REQ: Detect if a PDF has bookmarks

Started by StarGeek, April 22, 2023, 02:50:11 PM

Previous topic - Next topic

StarGeek

I've been working with some PDFs and learning how to edit them. One thing I haven't been able to find an easy answer for is to see if a PDF already has bookmarks or if I need to add them.  Right now, I'm stuck with using this command
qpdf --json file.pdf | jq ".outlines" | grep -Poi "Title\": "

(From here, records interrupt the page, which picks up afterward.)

PR #244, opened 2022-01-17
Fix Markdown footnotes

peolic:
Fixes footnote/back-reference links not being unique per comment, by using the comment ID (and `` `${userID}-${timestamp}` `` in the case of comment previews).
`.sr-only` class is needed because the generated footnote code uses it and Bootstrap 5 renamed the class to `.visually-hidden`.

### DIFF
--- a/frontend/package.json
+++ b/frontend/package.json
@@ -75,7 +75,7 @@
     "react-dom": "^17.0.2",
     "react-helmet": "^6.1.0",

It uses qpdf to dump all the data in json format, then jq (aka sed for json data) to look for the "outlines" structure, then finally grep to see if there are any title entries, finally check the return code, 0=bookmarks, 1=no bookmarks.  A bit much when I'm just looking for a True/False answer.

If this wouldn't be an easy add then this can be ignored.

edit: Just figured out I could use pdftk to remove a step
pdftk file.pdf dump_data | grep "BookmarkBegin"
* Did you read FAQ #3 and use the command listed there?
* Please use the Code button for exiftool code/output.
 
* Please include your OS, Exiftool version, and type of file you're processing (MP4, JPG, etc).

Phil Harvey

Can you upload a sample with a bookmark so I can take a look?

- Phil
...where DIR is the name of a directory/folder containing the images.  On Mac/Linux/PowerShell, use single quotes (') instead of double quotes (") around arguments containing a dollar sign ($).

StarGeek

* Did you read FAQ #3 and use the command listed there?
* Please use the Code button for exiftool code/output.
 
* Please include your OS, Exiftool version, and type of file you're processing (MP4, JPG, etc).

Phil Harvey

Hi StarGeek,

Try this outlines.config file:

%Image::ExifTool::UserDefined = (
    'Image::ExifTool::PDF::Root' => {
        Outlines => {
            SubDirectory => { TagTable => 'Image::ExifTool::UserDefined::Outlines' },
        },
    },
);

%Image::ExifTool::UserDefined::Outlines = (
    Count => { Name => 'NumOutlines' },
);

1; #end

And this command:

exiftool -config outlines.config -numoutlines FILE

I think that the PDF contains bookmarks if NumOutlines exists.  It works for the files you sent, but you should probably do more testing.

- Phil
...where DIR is the name of a directory/folder containing the images.  On Mac/Linux/PowerShell, use single quotes (') instead of double quotes (") around arguments containing a dollar sign ($).

sevy

Hello,

I use ExifTool to get info concerning various collections of pdf files (title, author, keywords/subject, number of pages). I recently add -pagemode.
When bookmark is available, the value is "UseOutlines". When the value is "UseNone" or is empty, there is no bookmarks.


StarGeek

Quote from: Phil Harvey on April 22, 2023, 10:30:37 PMIt works for the files you sent, but you should probably do more testing.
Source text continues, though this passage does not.